In any case, we may want this `output` global variable alternative
to go hand-in-hand with the `input` global variable alternative.
That is, we either adopt both or none.
The current treatment in Leo is asymmetric in this respect.
### Implicit Serialization of Output Values
Instead of having an explicit `TransactionOutput` type
whose values describe exactly the output data for a transaction,
we could keep something like the current model,
in which an entry point function may return values of arbitrary types,
which are implicitly serialized into output records.
This may be a bit simpler for the beginning developer,
but it also introduces less control on the output data.
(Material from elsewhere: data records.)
PR #2646, opened 2026-08-05
fix(cloud-save): reconcile custom paths and restore targets

Hachi-R:
## Summary

- make custom path tracking and removal authoritative across local bindings and the remote snapshot
- reconcile unresolved remote identities with current local restore targets and file metadata
- preserve local files while untracking custom locations, including removal of the last tracked path
- improve pending-destination, loading, and error presentation for custom save operations

## Impact

Custom paths no longer remain inconsistently tracked across devices or appear missing when their resolved target already exists. Reconciliation keeps identity and physical destination separate, and destructive snapshot changes occur only through the explicit flows.

## Validation

- Rust: 159 passed
- Node: 367 passed, 4 skipped
- Node/Web typechecks: passed
- ESLint: 0 errors; existing warnings only
- Known non-blocking Windows failure: `EPERM` while cleaning the notification icon test fixture

## PR chain

Depends on #2645 (`codex/cloud-saves-v2-multi-profile-sync`).


src/main/services/cloud-save/custom-path-removal.ts
```diff
@@ -0,0 +1,71 @@
...
+  if (proposal.files.length === 0) {
+    if (
+      proposal.customPathRawPaths.length > 0 ||
+      proposal.variants.length > 0
+    ) {
+      throw new Error("cloud_save_custom_path_removal_invalid_empty_snapshot");
+    }
+    await deleteSnapshot();
+    return "snapshot-deleted";
+  }
```
Moyasee: This throw is reachable, and when it fires the user cannot untrack the location at all.

`buildPrepareSnapshotPayload` only validates the converse (no file may reference an inactive path), and `mergedCustomPathRawPaths` in `analyze-cloud-save-state` is a plain union of the remote list and `bindings.ready`, independent of whether a path contributed files. So a snapshot can legitimately hold a custom path with zero files.

Repro: game with no automatic-rule files, custom paths A and B both tracked, B's folder emptied locally and synced. Snapshot is now `customPathRawPaths: [A, B]`, `files: [<from A>]`. Untracking A:

```
proposal.changed            === true
proposal.files              === []
proposal.customPathRawPaths === ["<custom>...B"]
-> rejects cloud_save_custom_path_removal_invalid_empty_snapshot
-> deleteSnapshot not called, updateSnapshot not called
```

`executeCloudSaveCustomPathUntracking` runs `publishRemoval()` before `removeBinding()`, so nothing is removed locally either, and `shouldRetryCloudSaveConflict` does not cover this error. The user gets `cloud_save_v2_custom_path_remove_error_description` ("The location is still being tracked") with no way forward.

Fix at either end: enforce that `customPathRawPaths` is a subset of the paths that actually contributed files at upload time, or handle the case here instead of asserting on it.

src/main/services/cloud-save/get-cloud-save-overview.ts
```diff
@@ -28,6 +29,11 @@ export const getCloudSaveOverview = async (
     ...(analysis.anchor?.unresolvedRemoteEntryIds ?? []),
     ...analysis.merge.unresolvedRemoteEntryIds,
   ]);
+  const unconfiguredCustomPathCount =
+    getUnconfiguredCloudSaveCustomPathCandidates(
+      analysis.remoteManifest?.files ?? [],
+      analysis.customPathBindings.ready.map(({ rawPath }) => rawPath)
+    ).length;
```
Moyasee, line 39: Passing only `ready` means a path that is tracked but currently in `bindings.unresolved` (unmounted drive, missing Wine prefix, anything classifying as `wine-prefix-unavailable`) counts as unconfigured. Two effects:

- `shouldSyncCloudSaveOnGamePage` returns false, so automatic sync on game-page open silently stops until the condition clears.
- The panel asks the user to configure a location they already configured, while the file browser separately renders that same path under `details.unresolvedCustomPaths` with its recoverable reason.

`[...ready, ...unresolved].map(({ rawPath }) => rawPath)` keeps the "never seen on this device" signal without swallowing the recoverable case.

src/main/services/cloud-save/sync-anchor.ts
```diff
@@ -100,7 +103,36 @@ export const getCloudSaveSyncAnchor = async (
   await cloudSaveSyncAnchorsSublevel
     .del(await getLegacyAnchorKey(shop, objectId))
     .catch(() => undefined);
-  return null;
+  if (!options.allowEnvironmentFallback) return null;
```
Moyasee, line 106: Checking intent on this one.

The fallback returns the most recently updated anchor for the game from any environment, and `analyze-cloud-save-state` calls it with `allowEnvironmentFallback: !activeRemoteSnapshot`. That anchor then feeds `buildRemoteSnapshotDeletionPlan`, so after a remote snapshot is deleted elsewhere, local files that are byte-identical to an anchor recorded under a different `environmentId` land in `unchangedAutomaticEntryIds` and are deleted with no conflict prompt.

Before this change the function returned `null` there and `executeRemoteSnapshotDeletionSync` never ran at all. Entry identity is environment-independent so the byte match is meaningful, but it is a real widening of when Hydra deletes local saves. Intentional?

src/main/services/cloud-save/sync-game-cloud-save.ts
```diff
@@ -461,27 +678,81 @@ const executeGameCloudSaveSync = async ({
...
+    if (remoteDeletionOutcome.kind === "retry") {
+      return executeGameCloudSaveSync({
+        objectId,
+        shop,
+        trigger,
+        emitProgress,
+        resolution,
+        suppliedContext,
+      });
+    }
```
Moyasee, line 716: No attempt counter here, unlike `runGameCloudSaveSync` which caps at 1. Each pass awaits the network so it will not blow the stack, but a flapping remote (snapshot present in the outer analyze, absent in the inner one, repeatedly) livelocks the sync. Threading the existing `attempt` through closes it.

src/main/services/cloud-save/reconcile-remote-target-observations.ts
```diff
@@ -0,0 +1,196 @@
...
+  }
+  return hash.digest("hex");
+};
+
+const pathKey = (value: string, context: LocalGameSnapshotContext) => {
+  let canonical = path.resolve(value);
+  try {
+    canonical = realpathSync.native(canonical);
+  } catch {
+    // A missing target has no filesystem identity yet; lexical identity is enough.
```
Moyasee: This one should come out too, reasoning into the commit message. If the intent needs to be visible in the code, lifting it to a named helper does it:

```ts
const canonicalOrLexical = (value: string) => {
  try {
    return realpathSync.native(value);
  } catch {
    return value;
  }
};
```

Moyasee (commented):
Findings inline. The one I would not merge past is on `custom-path-removal.ts`: untracking a custom location can throw and leave the user unable to remove it, with the location still tracked both remotely and on the device.

src/main/services/cloud-save/custom-path-removal.ts
Hachi-R: Fixed in e4393d31d. The snapshot is now deleted only when no files, variants, or declared custom paths remain. If another empty custom path is still tracked, we publish the empty updated snapshot instead. I added regressions for the two-path case and for rejecting an orphaned variant.

src/main/services/cloud-save/get-cloud-save-overview.ts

Futhermore, given that records have payloads of limited size,
it is not difficult to write a program that attempts to produce too much data.
In any case, if we were to go this route, there would be an asymmetry with the treatment of transaction inputs,
unless we also allow `input` (by this we mean the value passed to an entry point function with the transaction inputs)
to consist of arbitrary Leo types (subject to serialization size limitations).
Note that this requires the Leo type of `input` to potentially vary across different programs
(which appears to be the case in current Leo),
which is more complicated than having some fixed types in the standard library.
All in all, it seems that having `TransactionInput` and `TransactionOutput` types provides more explicit control.
Furthermore, in the future the Leo standard library could provide serialization and deserialization tools
that will make it easy to map between record slots and higher-level Leo types.